I had a similar issue and with some help from support, and some scripting, I've been able to implement a heartbeat alert. There is a table in DPA that gets updated with a new value internally (their own heartbeat). I then extract that value every half hour and store it in a custom table. I then have a custom alerting program I created that runs hourly, and compares the old value to the current value. If they are the same, it means DPA isn't running, but if they are different, then DPA must be working. It's not perfect, but it has alerted me to a problem with DPA within one hour of that problem occurring. I created this, because one time DPA was down for a couple of days before I noticed. Here's the details:
Query run every half hour to store the "old" value of the heartbeat:
UPDATE dbo.C_COA_HEARTBEAT_MONITOR
SET
PI_HEARTBEAT_OLD = b.V,
TIMESTAMP = CAST(GETDATE() AS SMALLDATETIME)
FROM
dbo.CONPRM b
WHERE
b.P = 'PI_HEARTBEAT'
Query run every hour to check if the hearbeat value has changed (aka DPA is alive), or if it's still the same (aka DPA is down):
SELECT
a.V
dbo.CONPRM a
a.P = 'PI_HEARTBEAT' AND
a.V = (
b.PI_HEARTBEAT_OLD
dbo.C_COA_HEARTBEAT_MONITOR b)
My custom alerting program basically will fire off an e-mail if the second query returns any rows.
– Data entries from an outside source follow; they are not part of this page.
Issue #207, opened 2022-06-29
Add support for KIP-769


mimaison:
[KIP-769](https://cwiki.apache.org/confluence/display/KAFKA/KIP-769%3A+Connect+APIs+to+list+all+connector+plugins+and+retrieve+their+configuration+definitions) allows listing all connector plugins and also retrieving their configuration definitions. kcctl should expose these features.

I've started working on it, hoping to have a PR soon

gunnarmorling:
Woot, woot. Looking forward to the PR. How were you thinking to expose this, via `kcctl describe plug-in SomePlugin`?

gunnarmorling:
Sounds great!

> `kcctl get plugins --all` to list all plugins

That would work; alternatively, how about `kcctl get plugins --type={connector|converter|transformation|predicate|all}? I.e. providing some more fine-grained control over the returned plug-in types?

gunnarmorling:
Hey @mimaison, I think this one is actually done, or is there any remaining task here?

mimaison:
Yes this is complete, closing.

PR #230, opened 2022-07-26
🔍 Add support for KIP-769 features

mimaison:
- `describe plugin <plugin>` to retrieve a plugin's configuration definitions
- `get plugins --types=<types>` to list plugins by types


gunnarmorling:
Fixes #207.

src/main/java/org/kcctl/command/GetPluginsCommand.java
```diff
@@ -33,13 +37,19 @@
...
+
+    private final Version requiredVersionForAllPlugins = new Version(3, 2);
+    private final Set<String> defaultPlugins = Set.of("source", "sink");
 
     private final ConfigurationContext context;
 
     @CommandLine.Spec
     CommandLine.Model.CommandSpec spec;
 
+    @CommandLine.Option(names = { "-t", "--types" }, description = "Types of plugins", split = ",")
```
gunnarmorling, line 50: Can we make this an [enum option](https://picocli.info/#_enum_types)? That way, we get validation of the passed value(s), and the allowed types will be available for tab completion, too.

src/main/java/org/kcctl/command/GetPluginsCommand.java
```diff
@@ -33,13 +37,19 @@
 import picocli.CommandLine.Command;
 
 @Command(name = "plugins", description = "Displays information about available connector plug-ins")
-public class GetPluginsCommand implements Runnable {
+public class GetPluginsCommand implements Callable<Integer> {
+
+    private final Version requiredVersionForAllPlugins = new Version(3, 2);
+    private final Set<String> defaultPlugins = Set.of("source", "sink");
```
gunnarmorling, line 43: How about getting all plug-in types by default? I think the backwards compatibility concern is less important for kcctl given its current pre 1.0 state.

src/main/java/org/kcctl/command/GetPluginsCommand.java
```diff
@@ -51,19 +61,35 @@ public GetPluginsCommand() {
...
 
-        List<ConnectorPlugin> connectorPlugins = kafkaConnectApi.getConnectorPlugins();
-        connectorPlugins.sort((c1, c2) -> -c1.type().compareTo(c2.type()));
+        Version currentVersion = new Version(kafkaConnectApi.getWorkerInfo().version());
+
+        if (pluginTypes != null) {
+            if (!currentVersion.greaterOrEquals(requiredVersionForAllPlugins)) {
+                spec.commandLine().getErr().println("--types requires at least Kafka Connect 3.2. Current version: " + currentVersion);
+                return 1;
+            }
```
gunnarmorling, line 75: We could apply client-side filtering of the result set for KC < 3.2. We have similar logic elsewhere already I think, kinda emulating features when absent in older versions and doable with a reasonable effort.

src/main/java/org/kcctl/command/DescribePluginCommand.java
```diff
@@ -0,0 +1,85 @@
...
+import picocli.CommandLine;
+import picocli.CommandLine.Command;
+
+@Command(name = "plugin", description = "Displays information about given plugin")
+public class DescribePluginCommand implements Callable<Integer> {
+
+    @CommandLine.Spec
+    CommandLine.Model.CommandSpec spec;
+
+    @CommandLine.Parameters(paramLabel = "PLUGIN NAME", description = "Name of the plugin")
```
gunnarmorling, line 43: Let's implement a tab completion of the name; it will be particularly handy as the plug-in names are so long typically. Unlike "static" completions for option names, this requires to invoke kcctl from the completion script, retrieving the available plug-ins. You can find an example [here](https://github.com/kcctl/kcctl/blob/main/src/main/java/org/kcctl/command/DescribeConnectorCommand.java#L53) (essentially, that custom completion retrieves the names by calling another command which is hidden from the help text and completion itself).

Then regenerate the actual completion script itself, as described [here](https://github.com/kcctl/kcctl#updating-the-completion-script) (note the special backtick handling for that additional new _kcctl_ invocation). This will also automatically add the completion handling for the new types option and its allowed values.

gunnarmorling (commented):
Very nice; thanks a lot, @mimaison! Added a few comments inline, mostly centered around tab completion handling.

src/main/java/org/kcctl/command/GetPluginsCommand.java
mimaison: Good idea, updated!

src/main/java/org/kcctl/command/GetPluginsCommand.java
mimaison: The issue is that pre 3.2 you cannot list all plugins. I've updated the logic to return an error in case you try to list plugins other than sink and source without 3.2.

For example:
```
> kcctl get plugins --types=predicate
Listing plugins other than source and sink requires at least Kafka Connect 3.2. Current version: 3.1
> kcctl get plugins --types=sink

 TYPE   CLASS                                                   VERSION
 sink   org.apache.kafka.connect.file.FileStreamSinkConnector   3.1.0
```

src/main/java/org/kcctl/command/GetPluginsCommand.java
mimaison: I've updated the option to use an enum. The completion file has been updated and looks fine but I can't get the completion to work when I type `kcctl get plugins --types=<TAB>` so not sure if it's correct.

src/main/java/org/kcctl/command/DescribePluginCommand.java
mimaison: Do we need to do this in addition of using an enum? I guess this way it would only show types of plugins installed instead of the full list of types but I'm not sure this adds a lot of value.

mimaison:
Thanks @gunnarmorling for the review. I've pushed an update.

src/main/java/org/kcctl/command/GetPluginsCommand.java
gunnarmorling: Interesting, so that does work for me:

```
kcctl get plugins --types
converter         header_converter  predicate         sink              source            transformation
```

Where it falls short is when specifying multiple values, as completion won't work after a comma: `kcctl get plugins --types source,<TAB>`, but I think that's ok.

src/main/java/org/kcctl/command/DescribePluginCommand.java
gunnarmorling: I was thinking of a completion of the plug-in _name_, not type, for the describe command; e.g. like so:

```
kcctl describe plugin io.debezium<TAB>
io.debezium.postgres.PostgresConnector...
```

That way, you don't have to type out the FQNs for the describe command. I have pushed a commit for adding that. Perhaps you can give it a spin and let me know whether that completion works for you as it should?

gunnarmorling:
Hey @mimaison, this LGTM. I've pushed one more commit for adding the completion on plug-in names.

mimaison:
Thanks @gunnarmorling for the feedback!

I've adjusted the output so it prints plugin configurations as you suggested, I agree it's more readable for plugins with long values. I've reused `Tuple` and noticed it writes to `System.out` while some commands write to `spec.commandLine().getOut()`. I tried quickly to clean this up (and use `spec.commandLine().getOut()` everywhere) but ran into an issue with `PatchConnectorCommand` which invokes another command and that loses `spec`.

Regarding the issue you saw with plugins with `$`, it's caused by the shell. So you need to either quote the plugin name or escape the dollar sign:
```
kcctl describe plugin 'org.apache.kafka.connect.transforms.ExtractField$Key'
kcctl describe plugin org.apache.kafka.connect.transforms.ExtractField\$Key
```
I'm not sure what can be done to change that. One option that feels a bit too drastic would be to display slightly adjusted names in kcctl output for these for example `ExtractField-Key` but it's pretty risky, ie what happens if a plugin actually has a dash in its name.

gunnarmorling:
Very nice, rebased and applied. Thanks a lot, @mimaison! The output looks much better now. Regarding the "$", thanks for investigating that. I think it's fine as-is for now, as you say, it works when putting the class name in quotes.

Issue #253, opened 2022-09-29
Set max width value for tasks column of GetConnectorsCommand


harveyyue:
Just want to adjust the column width 100 instead of default value 80, to avoid printing too crowded when some connector have multiple tasks.

PR #254, opened 2022-09-29
#253 Set max width value for tasks column of GetConnectorsCommand

harveyyue:


gunnarmorling:
Sorry for the delay, somehow missed this one. LGTM, applied. Thanks, @harveyyue!

Issue #261, opened 2022-10-13
Provide option to filter output of kcctl describe plugin


gunnarmorling:
Via `kcctl describe plugin` one can list all the options of a connector (or any other plug-in like SMTs). For connectors with a large config surface, such as Debezium's, the output can be a bit overwhelming though. It could be useful to be able to filter the output, e.g. when knowing the name of one option, or some word from its description. I thought of supporting `kcctl describe plugin --grep <some search string>`, but am open for other proposals too.

gunnarmorling:
@C0urante, @mimaison, interesting for you folks perhaps?

C0urante:
Yeah, this seems useful.

There are a few decisions we'd need to make:
1. Total search space: the issue description mentions searching by name and description. Would we want to also allow searching by other characteristics such as importance, group, or display name?
2. Configurable search space: would it make sense to hardcode search to use every possible space (name, description, etc.), or would we want to allow people to narrow the search space exclusively to, e.g., name or description?
3. Search syntax: the `--grep` flag implies regex search; other options also include literal substring search and shell glob search.
4. Number of terms: should we support only a single search term, or multiple? If multiple, should they be joined via logical "and" or logical "or"?

And here are my initial thoughts on each:
1. Name and description seem like a good start. Display name and group may be useful for programmatic inspection, but IIUC they're mostly there for UIs to use, and not really intended for humans to work with directly. Filtering by importance could be useful too, but I'm not sure we need it for the first iteration of this feature. If possible we should design the API in a way that allows us to evolve on this front in the future.
2. It could be pretty useful to limit the search space to just property names. Someone might want to know all database-related properties for the Debezium MySQL connector; if they search for the term `database`, the results could be pretty noisy if we include everything whose name or description matches that term. Not sure if the alternative case (searching exclusively by description) would ever come in handy, so we don't necessarily have to add support for that if we can't do it without sacrificing API cleanliness. To help make the matching behavior clear to users, we may want to highlight the portion of each property that matched the search.
[...]

PR #263, opened 2022-10-14
#261 Add search filter API for plugin descriptions

C0urante:
Addresses https://github.com/kcctl/kcctl/issues/261

Adds support for the mutually-exclusive flags `--search`, `--search-name`, and `--search-description` to the `kcctl describe plugin` command, including automatic underlining of matches.

I opted to underline instead of bold, highlight, change color, etc. since with my limited prototyping it seemed the most readable option and least likely to interact poorly with terminals whose color schemes differ from mine (I use white font on a black background). Would be interested if anyone has any alternatives to propose.

### DIFF
--- a/src/main/java/org/kcctl/util/MutableConfigKeyInfo.java
+++ b/src/main/java/org/kcctl/util/MutableConfigKeyInfo.java
@@ -1,0 +1,199 @@
+/*
+ *  Copyright 2021 The original authors
+ *
+ *  Licensed under the Apache License, Version 2.0 (the "License");
+ *  you may not use this file except in compliance with the License.
+ *  You may obtain a copy of the License at
+ *
+ *      http://www.apache.org/licenses/LICENSE-2.0
+ *
+ *  Unless required by applicable law or agreed to in writing, software
+ *  distributed under the License is distributed on an "AS IS" BASIS,
+ *  WITHOUT WARRANTIES OR CONDITIONS OF ANY KIND, either express or implied.
+ *  See the License for the specific language governing permissions and
+ *  limitations under the License.
+ */
+package org.kcctl.util;
+
+import java.util.ArrayList;
+import java.util.List;
+import java.util.Objects;
+
+import static org.kcctl.service.ConfigInfos.ConfigKeyInfo;
+
+public class MutableConfigKeyInfo {
+
+    private String name;
+    private String type;
+    private boolean required;
+    private String defaultValue;
+    private String importance;
+    private String documentation;
+    private String group;
+    private int orderInGroup;
+    private String width;
+    private String displayName;
+    private List<String> dependents;
+
+    public MutableConfigKeyInfo(
+                                String name,
+                                String type,
+                                boolean required,
+                                String defaultValue,
+                                String importance,
+                                String documentation,
+                                String group,
+                                int orderInGroup,
+                                String width,
+                                String displayName,
+                                List<String> dependents) {
+        this.name = name;
+        this.type = type;
+        this.required = required;
+        this.defaultValue = defaultValue;
+        this.importance = importance;
+        this.documentation = documentation;
+        this.group = group;
+        this.orderInGroup = orderInGroup;
+        this.width = width;
+        this.displayName = displayName;
+        this.dependents = dependents;
+    }
+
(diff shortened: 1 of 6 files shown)


src/main/java/org/kcctl/util/Search.java
```diff
@@ -0,0 +1,116 @@
...
+import java.util.regex.Matcher;
+import java.util.regex.Pattern;
+
+import static org.kcctl.service.ConfigInfos.ConfigKeyInfo;
+
+public class Search {
+
+    // Generic records... I'm going to hell for this
+    public record SearchTerm<E>(Function<E, String> extractTerm, BiConsumer<E,String>setTerm)
+    {
```
gunnarmorling, line 32: Hum, wondering why the formatter doesn't flag this. The opening brace should at the end of the line above, the matches method should be intended.

gunnarmorling (commented):
I think the proposed implementation looks great; some minor comments inline; and a few more questions here:

* Could you update the completion file, please (see description in the README)?
* How can one achieve a case-insensitive search? Probably worth adding that to the option descriptions, too.
* In regards to the result highlighting, I feel the underline style is rather... subtle. I get the concern about coloring, how about using `ANSI_WHITE_BOLD` though (in addition to underlining), as already is in use for the "Name:", "Type:", etc. literals? I suppose your shell color theme would automatically invert that? Alternatively, how about using a [background color](TRUNCATE)?

src/main/java/org/kcctl/util/Search.java
C0urante: This is actually the result of the autoformatter; I fixed the styling and then reran `./mvnw process-sources` and it reverted to what's in the PR.

I tried to do some digging into what's causing this but haven't been able to find the part of the formatter (or its dependencies) that's responsible.

src/main/java/org/kcctl/util/MutableConfigKeyInfo.java
```diff
@@ -0,0 +1,199 @@
...
+ */
+package org.kcctl.util;
+
+import java.util.ArrayList;
+import java.util.List;
+import java.util.Objects;
+
+import static org.kcctl.service.ConfigInfos.ConfigKeyInfo;
+
+public class MutableConfigKeyInfo {
```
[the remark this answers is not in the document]
C0urante: 👍 Ack, added.

src/main/java/org/kcctl/util/Search.java
gunnarmorling: I see; kinda weird. Did you try updating to the latest version (if there is any newer)? Probably not worth spending too much time on it, at least it's formatted consistently like that, so no friction during any future PRs.

gunnarmorling:
Hey @C0urante, so IMO it's much better with the background highlighting. I think we can merge this now. Btw. there already is an issue with color schemes which don't use a dark background; at least when I change to "Light Background" preset in iterm2 on macOS, the bold white color isn't inverted (the regular light white text is), i.e. the literals like "Name:" etc. in the output of this command are not readable. Not sure what could be done about this, one could argue it's an issue in the color preset of iterm2 which should take care of that.

gunnarmorling:
Rebased, squashed and applied. Thanks a million, @C0urante! A really great contribution 🙏 !

C0urante:
Thanks @gunnarmorling! Appreciate the rapid turnaround. Any timeline on the 1.0.0 release?

gunnarmorling:
> Thanks @gunnarmorling! Appreciate the rapid turnaround.

Thank _you_ really for putting in the effort! Just in case you're looking for more, I logged a few more issues over the weekend ;)

> No rush, but curious--any timeline on the 1.0.0 release?

Good question, haven't thought a lot about this. I didn't feel the need, given the availability of the EA releases after each push to `main`. But we could cut that release soon-ish, if you think it would instill more trust by potential users? I don't think anything important is missing feature-wise at this point. When doing so, we should do take a look at the existing commands and options and consistency though, for instance the `delete` inconsistency should be fixed first. After 1.0.0, we'd be a bit more limited in terms of changing and breaking things.

gunnarmorling:
Btw. I've just sent you an invite to join as a committer. Just if you're interested, no pressure whatsoever. In terms of what it means: you could review and merge PRs from others, e.g. me. We avoid pushing our own commits to _main_, apart from typo fixes and the like.

Issue #250, opened 2022-09-20
kcctl apply -f should allow multiple files


gunnarmorling:
Either -f should be repeatable, or it should allow for passing multiple files at once. The latter should work with expansion in shells, e.g. `kcctl apply -f *-connector.json`. // CC @mimaison; this just occurred to me when using kcctl during a demo the other day.

gunnarmorling:
Hey @C0urante, it was really cool to meet you at Current last week! As you indicated potential interest in contributing to kcctl and were asking for issues to pick up, this one could be a candidate.

C0urante:
Hey @gunnarmorling! Great to meet you as well :)

It seems like `-f` is already repeatable as of https://github.com/kcctl/kcctl/pull/167, so I'm guessing the point of this issue is to explore whether that should be the only way to allow multiple filenames.

The shell globbing example does a good job of demonstrating why having to prepend each filename with `-f ` is inconvenient.

One question that comes to mind is why we're using a flag for a required argument at all? When I gave `kcctl` a test drive I was surprised that I had to specify `-f` instead of just doing something like `kcctl apply my-connector.json`.

gunnarmorling:
> It seems like -f is already repeatable as of https://github.com/kcctl/kcctl/pull/167

Ha, completely forgot about that. Just verified it, this already works indeed.

>  why we're using a flag for a required argument at all?

This goes back to the project's tag line "like kubectl, but for Connect". In kubectl, you can do either -f (which could be a file, or a directory; we probably should support the latter too), or -k (for a Kustomize directory). I guess having support for Kustomize, or something in that spirit, could make sense eventually for kcctl too? In that light, keeping -f seems reasonable to me.

So on this issue itself, I see the following options:

1. We close it, as -f is repeatable already
2. We change it so that -f is not repeatable any longer, but -f allows to specify multiple files; this would implicitly work with filename globbing in the shell

My preference would be on option 2.

C0urante:
Hi @gunnarmorling--sorry for the delay! Option 2 sounds fine to me. I'll push something shortly.

gunnarmorling:
@C0urante Awesome, thanks a lot!

PR #281, opened 2022-11-28
#250 Allow multiple file names with 'apply -f'

C0urante:
Addresses #250 

Allows multiple files to be specified following a single `-f` flag, in order to work better with shell globbing.

I looked into the possibility of disallowing multiple `-f` flags from being specified, but based on https://github.com/remkop/picocli/issues/190 (which doesn't touch on that exact feature, but something related) and the picocli Javadocs, it appears that that's not supported.

### DIFF
--- a/src/main/java/org/kcctl/command/ApplyCommand.java
+++ b/src/main/java/org/kcctl/command/ApplyCommand.java
@@ -60,7 +60,7 @@ public class ApplyCommand implements Callable<Integer> {
     // Support "-f file1.json file2.json" in addition to "-f file1.json -f file2.json" in order to work smoothly with shell
     // globbing (e.g., "-f file*.json")
     @Option(names = { "-f",
-            "--file" }, description = "Names of the file to apply or '-' to read from stdin. You can specify multiple filenames, if the connector names are in the files", required = true, converter = ApplyConnectorConverter.class, arity = "1..*")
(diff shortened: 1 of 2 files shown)


src/main/java/org/kcctl/command/ApplyCommand.java
```diff
@@ -57,8 +57,10 @@ boolean isNamed() {
 
     // Hack : workaround. Should be `List<ApplyConnector>` instead of List.
     // But Graalvm seems to have difficulty building a native binary with ApplyConnector type record in class fields
+    // Support "-f file1.json file2.json" in addition to "-f file1.json -f file2.json" in order to work smoothly with shell
+    // globbing (e.g., "-f file*.json")
     @Option(names = { "-f",
-            "--file" }, description = "Name of the file to apply or '-' to read from stdin. You can specify -f multiple times, if the connector names are in the files", required = true, converter = ApplyConnectorConverter.class)
+            "--file" }, description = "Names of the file to apply or '-' to read from stdin. You can specify multiple filenames, if the connector names are in the files", required = true, converter = ApplyConnectorConverter.class, arity = "1..*")
```
gunnarmorling, line 63:
```suggestion
            "--file" }, description = "One or more name(s) of file(s) to apply, or '-' to read from stdin. You can specify multiple file names only if the connector names are in the files", required = true, converter = ApplyConnectorConverter.class, arity = "1..*")
```

gunnarmorling (approved):
LGTM. Did just one small wording change. Merging. Thanks, @C0urante!

C0urante:
Thanks Gunnar! Good catch.

Issue #265, opened 2022-10-16
Make delete command more regular


gunnarmorling:
Right now, the command to delete a connector is `kcctl delete <connector name>`. This is rather irregular, as for all the other command, the resource to act on is to be given as a sub-resource, e.g. `kcctl pause connector <connector name>`. Arguably, this is a bit more to type for those cases where there only is one kind of matching resource, but I still believe this is the better approach for the sake of regularity (e.g. `kcctl get ...` supports multiple resource types). I therefor suggest to apply the same reasoning to delete and change it into `kcctl delete connector <connector name>`.

gunnarmorling:
@C0urante, curious about your take.

C0urante:
Totally agree--it threw me the first time I tried to delete a connector that I didn't have to specify the resource type 👍

gunnarmorling:
Done.

PR #282, opened 2022-11-28
#265 replace 'delete' with 'delete connector'

C0urante:
Addresses #265

The `delete` command is replaced with `delete connector`. A useful error message is added to let users know about the replacement.

### DIFF
--- a/src/main/java/org/kcctl/command/DeleteCommand.java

Hope someone else finds this helpful.
Glen
Glen,
Nice work. The value you mention is the heartbeat. It isn't really very readable by all. If you're interested it is the time in Unix epoch stored as varchar.
Epoch Converter - Unix Timestamp Converter
here is some TSQL to convert it to a readable date
declare @HeartBeat bigint set @HeartBeat = (select convert(bigint,V) from CONPRM where P = 'PI_HEARTBEAT')
select dateadd(ms, @HeartBeat%(3600*24*1000),dateadd(day, @HeartBeat/(3600*24*1000), '1970-01-01 00:00:00.0'))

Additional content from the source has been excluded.